# Some Recent Car Pics & Stuff...



## motordavid (Sep 29, 2004)

The '02 VetteVert, with a light Oct snow









Nice Hazy view of Blue Ridge Mtns, on Turkey Day morning ride, up on the BlueRidgeParkway near our Mtn house...









Our '01 X5 turned 11 years old this fall: 76k miles, still runs like a fookin top


















And, the 10 1/2 year old Vette, up on the BRPkway...

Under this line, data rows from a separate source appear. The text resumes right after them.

PR #5857, opened 2026-03-05
fix: git-commit with custom author fails with "Author identity unknown"

EronWright:
## Summary

- Fixes a regression from #5814 where `setCmdHome()` calls were removed from `setupAuthor()`, breaking the `git-commit` step's `author` config block
- When `Commit()` creates a temporary home directory for per-commit author overrides, `setupAuthor()` writes `user.name` and `user.email` to the wrong `.gitconfig` (the base repo's home instead of the temporary home), causing `git commit` to fail with "Author identity unknown"

### To reproduce

```yaml
- uses: git-commit
  config:
    path: ./out
    message: "test"
    author:
      name: External Contributor
      email: external@example.com
```

### Root cause

`setupAuthor()` runs `git config --global` commands that inherit `HOME` from `buildGitCommand()`, which always points to `b.homeDir`. PR #5814 removed `setCmdHome()` calls because `setupClient()` was refactored to always pass `b.homeDir` — making them appear redundant. But `setupAuthor()` is also called from `Commit()` with a temporary home directory, where the `HOME` override is essential.

### Fix

Restore `setCmdHome(cmd, homeDir)` calls in `setupAuthor()`. This is a no-op when `homeDir == b.homeDir` (the clone path) and fixes the mismatch when they differ (the `Commit()` path).

## Test plan

- [ ] Existing unit tests pass (`go test ./pkg/controller/git/...`)
- [ ] Manual test: create a Promotion using `git-commit` with a custom `author` block — commit succeeds

### DIFF
--- a/pkg/controller/git/base_repo_test.go
+++ b/pkg/controller/git/base_repo_test.go
@@ -1,0 +1,151 @@
+package git
+
+import (
+	"os"
+	"path/filepath"
+	"testing"
+
+	"github.com/stretchr/testify/require"
+)
+
+func TestSetupAuthor(t *testing.T) {
+	t.Parallel()
+
+	testCases := []struct {
+		name string
+		// createRepoDir controls whether b.dir exists before calling
+		// setupAuthor. When false, simulates a clone-in-progress where
+		// the repo directory hasn't been created yet.
+		createRepoDir bool
+		author        *User
+		assert        func(*testing.T, string, string, error)
+	}{
+		{
+			name:          "nil author uses defaults",
+			createRepoDir: true,
+			author:        nil,
+			assert: func(t *testing.T, homeDir, _ string, err error) {
+				require.NoError(t, err)
+				assertGitConfig(t, homeDir, "user.name", defaultUsername)
+				assertGitConfig(t, homeDir, "user.email", defaultEmail)
+			},
+		},
+		{
+			name:          "custom name and email",
+			createRepoDir: true,
+			author: &User{
+				Name:  "Test User",
+				Email: "test@example.com",
+			},
+			assert: func(t *testing.T, homeDir, _ string, err error) {
+				require.NoError(t, err)
+				assertGitConfig(t, homeDir, "user.name", "Test User")
+				assertGitConfig(t, homeDir, "user.email", "test@example.com")
+			},
+		},
+		{
+			// Regression: setupAuthor must use homeDir (not b.homeDir) so
+			// that Commit() can set up per-commit author config in a
+			// temporary home directory.
+			name:          "config written to homeDir not repo homeDir",
+			createRepoDir: true,
+			author: &User{
+				Name:  "Per-Commit Author",
+				Email: "per-commit@example.com",
+			},
+			assert: func(t *testing.T, homeDir, repoHomeDir string, err error) {
+				require.NoError(t, err)
+				assertGitConfig(t, homeDir, "user.name", "Per-Commit Author")
+				assertNoGitConfig(t, repoHomeDir)
+			},
+		},
+		{
+			// During clone, b.dir doesn't exist yet. cmd.Dir is overridden
+			// to homeDir so the command can still execute.
+			name:          "succeeds when repo dir does not exist",
+			createRepoDir: false,
+			author:        nil,
+			assert: func(t *testing.T, homeDir, _ string, err error) {
+				require.NoError(t, err)
+				assertGitConfig(t, homeDir, "user.name", defaultUsername)
+			},
+		},
+		{
+			name:          "with signing key path",
+			createRepoDir: true,
+			author: &User{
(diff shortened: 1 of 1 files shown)


krancour:
> When Commit() creates a temporary home directory for per-commit author overrides

🤦‍♂️ 

Nice catch.

pkg/controller/git/base_repo.go
```diff
@@ -133,10 +133,13 @@ func (b *baseRepo) setupAuthor(homeDir string, author *User) error {
...
-	// Override the cmd.Dir that's set by b.buildGitCommand(). It's normally the
-	// repository's path, but if this method was called as part of the cloning
-	// process, that path may not exist yet.
+	// Override the cmd.Dir and HOME that are set by b.buildGitCommand().
+	// cmd.Dir is normally the repository's path, but if this method was called
+	// as part of the cloning process, that path may not exist yet. HOME must
+	// match homeDir so that git config --global writes to the correct
+	// .gitconfig (especially when Commit() creates a temporary home).
 	cmd.Dir = homeDir
+	b.setCmdHome(cmd, homeDir)
```
krancour: Agree with the code change -- again, good job finding this. I think I'd break up the comment to justify the two overrides individually since they're not both for the same reason.

Something like:

```suggestion
	// Override the cmd.Dir that's set by b.buildGitCommand(). It'll initially be
	// equal to the repo's own path, but if this method was invoked as part of a
	// clone operation, that path won't exist yet. Whether that is or is not the
	// case, it's safe to execute this command from homeDir instead since its aim
	// is only to establish "global" configuration for a synthetic user.
	cmd.Dir = homeDir
	
	// Override cmd's HOME env var as set by b.buildGitCommand(). It'll initially
	// be equal to the repo's dedicated home directory, which is nothing more
	// than a container of sorts for a synthetic user's "global" configuration,
	// but if this method may have been invoked with the caller having provided
	// some other value for the homeDir argument, it may be the caller's intent
	// to setup some ephemeral "global" config for a different synthetic user.
	// i.e. The caller may be doing this in preparation to make a commit
	// attributed to a specific author.
	b.setCmdHome(cmd, homeDir)
```

Please feel free to wordsmith further. The main thing I care about was breaking up the justification.

pkg/controller/git/base_repo.go
```diff
@@ -146,10 +149,8 @@ func (b *baseRepo) setupAuthor(homeDir string, author *User) error {
 	}
 
 	cmd = b.buildGitCommand("config", "--global", "user.email", author.Email)
-	// Override the cmd.Dir that's set by b.buildGitCommand(). It's normally the
-	// repository's path, but if this method was called as part of the cloning
-	// process, that path may not exist yet.
 	cmd.Dir = homeDir
+	b.setCmdHome(cmd, homeDir)
```
krancour, line 155: I don't want to lose track of the justifications for these, but I also don't want to repeat the verbose comment from above.

Maybe we could just do something like this?

```suggestion
	// See justification for both of these overrides above.
	cmd.Dir = homeDir
	b.setCmdHome(cmd, homeDir)
```

pkg/controller/git/base_repo.go
```diff
@@ -180,19 +181,15 @@ func (b *baseRepo) setupAuthor(homeDir string, author *User) error {
 
 		if author.SigningKeyPath != "" {
 			cmd = b.buildGitCommand("config", "--global", "commit.gpgsign", "true")
-			// Override the cmd.Dir that's set by b.buildGitCommand(). It's normally the
-			// repository's path, but if this method was called as part of the cloning
-			// process, that path may not exist yet.
 			cmd.Dir = homeDir
+			b.setCmdHome(cmd, homeDir)
```
krancour, line 188: Same as a previous comment:


```suggestion
			// See justification for both of these overrides above.
			cmd.Dir = homeDir
			b.setCmdHome(cmd, homeDir)
```

pkg/controller/git/base_repo.go
```diff
@@ -180,19 +181,15 @@ func (b *baseRepo) setupAuthor(homeDir string, author *User) error {
...
 			if _, err := libExec.Exec(cmd); err != nil {
 				return fmt.Errorf("error configuring commit gpg signing: %w", err)
 			}
 
 			cmd = b.buildCommand("gpg", "--import", author.SigningKeyPath)
-			// Override the cmd.Dir that's set by b.buildCommand(). It's normally the
-			// repository's path, but if this method was called as part of the cloning
-			// process, that path may not exist yet.
 			cmd.Dir = homeDir
+			b.setCmdHome(cmd, homeDir)
```
krancour, line 196: Same as a previous comment:

```suggestion
			// See justification for both of these overrides above.
			cmd.Dir = homeDir
			b.setCmdHome(cmd, homeDir)
```

PR #5866, opened 2026-03-05
feat: filter webhook-triggered warehouse refreshes by changed paths

jmmclean:
## Summary

When a Git push webhook is received, Kargo currently refreshes **all** warehouses
subscribed to the matching repo URL and branch — even if the warehouse's
`includePaths`/`excludePaths` filters would exclude the changed files. This causes
unnecessary git fetches, particularly impactful for monorepo setups where many
warehouses subscribe to the same repository but watch different paths.

This change extracts the per-commit changed file lists (`added`, `modified`, `removed`)
from Git push webhook payloads and evaluates them against each warehouse's path filters
**before** triggering a refresh. Warehouses whose path filters don't match any changed
files are skipped entirely.

- **GitHub, GitLab, Gitea**: Changed files are extracted from the push event payload
  and used for path filter evaluation
- **Bitbucket, Azure DevOps, and image/chart providers**: These payloads don't include
  per-commit file lists, so existing behavior is preserved (refresh on ref match alone)
- **Backwards-compatible**: Warehouses with no `includePaths`/`excludePaths` configured,
  or webhooks without changed file data, behave exactly as before

### Flow

```mermaid
flowchart TD
    A[Webhook Received] --> B[Parse push event payload]
    B --> C[Extract repo URLs, ref, and changed files]
    C --> D[Find warehouses subscribed to repo URL]
    D --> E{Ref matches subscription branch?}
    E -- No --> F[Skip warehouse]
    E -- Yes --> G{Subscription has includePaths or excludePaths?}
    G -- No --> I[Refresh warehouse]
    G -- Yes --> H{Changed files provided by webhook?}
    H -- No --> I
    H -- Yes --> J{Any changed file matches path filters?}
    J -- Yes --> I
    J -- No --> F
```

## Test plan

- [ ] New unit tests in `TestShouldRefresh` cover: matching/non-matching include paths,
  exclude paths, glob patterns, no path filters, and empty changed files (backwards compat)
- [ ] New `TestMatchesChangedFiles` covers: include-only, exclude-only, combined
  include+exclude, glob patterns, regex patterns, and edge cases
- [ ] All existing tests pass unchanged
- [ ] `make lint-go` passes with zero issues

### DIFF
--- a/docs/docs/50-user-guide/20-how-to-guides/30-working-with-warehouses.md
+++ b/docs/docs/50-user-guide/20-how-to-guides/30-working-with-warehouses.md
@@ -707,6 +707,21 @@ Paths may _also_ be specified using glob patterns (by prefixing the string with
 
 :::
 
+:::info
+
+When using
+[webhook receivers](../60-reference-docs/80-webhook-receivers/index.md) with
+GitHub, GitLab, or Gitea, `includePaths` and `excludePaths` are also evaluated
+at webhook time. Push event payloads from these providers include per-commit
+file change lists, which Kargo uses to determine whether a `Warehouse` needs to
+be refreshed. If none of the changed files match the subscription's path
+filters, the `Warehouse` is not refreshed, avoiding unnecessary artifact
+discovery. This is particularly beneficial for monorepo setups where many
+`Warehouse` resources subscribe to the same repository but watch different
+paths.
+
+:::
+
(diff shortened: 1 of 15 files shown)


fuskovic:
Duplicate of https://github.com/akuity/kargo/pull/5611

Cumulative mpg we got on a two month 13,000 mile road trip, at ~10,000 miles through the trip. Like most OBCs, it reads a touch optimistic: we finished the trip at 28.9 mpg by tank fills, record keeping and arithmetic. It's our 'econo car'. Thanks for looking! 
GL, mD










__________________
Ol'Uncle Motor
'01 X5 3.0 Sport, 5 Spd Manual, etc. 
'02 VetteVert 6 Spd, Z51 susp.
'10 Hyundai Tucson for the CEO, & 3 Assorted M'Cycles.
BMW CCA mem. Tarheel Chapter


----------



## Dave 330i (Jan 4, 2002)

Nice toys. :thumbup:
any spectacular trips lately?
Just came back from 3 weeks in Denmark, Germany and Switzerland. Christmas markets and skiing.


----------